Articles Marketmedia

Esma Seeks Trade Reporting Postponement

Written by Terry Flanagan | Aug 16, 2013 5:32:00 PM

The European Securities and Markets Authority (Esma) is seeking to postpone the start date of mandatory reporting of exchange-traded derivatives transactions to trade repositories by one year, until 2015, in order to develop guidelines and recommendations on reporting of ETDs and on the need for counterparties, trade repositories and regulators to have the necessary time to implement them.

Under Emir, Esma has responsibility for establishing technical standards with regard to the format and frequency of trade reports to trade repositories.

In a letter to the European Commission on August 6, Esma said “it was a matter of urgency” that the postponement be granted.

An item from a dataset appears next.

PR #1736, opened 2020-05-13
Delete saved_test_setup file and use sudo listdir

visheshh:
#### Describe Bug or Feature
saved_test_setup file was not deleted in teardown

“The implementation work provided evidence to Esma of the complexity of reporting of trades subject to the rules of a trading venue and executed in compliance with those rules, including the processing by a trading venue after execution and the clearing by a CCP within one working day of execution,” the letter said.

Market participants, meanwhile, are building out their capabilities for complying with Emir’s trade reporting obligation.
BNP Paribas Securities Services is outsourcing its derivatives trade reporting obligations under Emir to the London-based DTCC Derivatives Repository Limited (DDRL). The European arm of the Depository Trust & Clearing Corporation (DTCC) will assist the bank’s buy and sell-side clients as the new rules requiring most OTC trades to be reported to a central repository and to effectively be cleared ‘on change’ via a central counterparty (CCP) clearinghouse, come into effect.

“A large number of industry players still associate Emir exclusively with clearing,” said Helene Virello, head of collateral management services at BNP Paribas Securities Services. “As a result, many may be unprepared to comply with reporting provisions entering into force in January 2014. Our agreement with DTCC provides an effective solution to fulfill the legal obligation in a timely and cost effective manner. As such we expect strong demand for third party reporting services.”

Central repositories will act as information warehouses under Emir in Europe and Dodd-Frank in the U.S., storing the details of all derivatives trades exclusively for reference and inspection by regulators.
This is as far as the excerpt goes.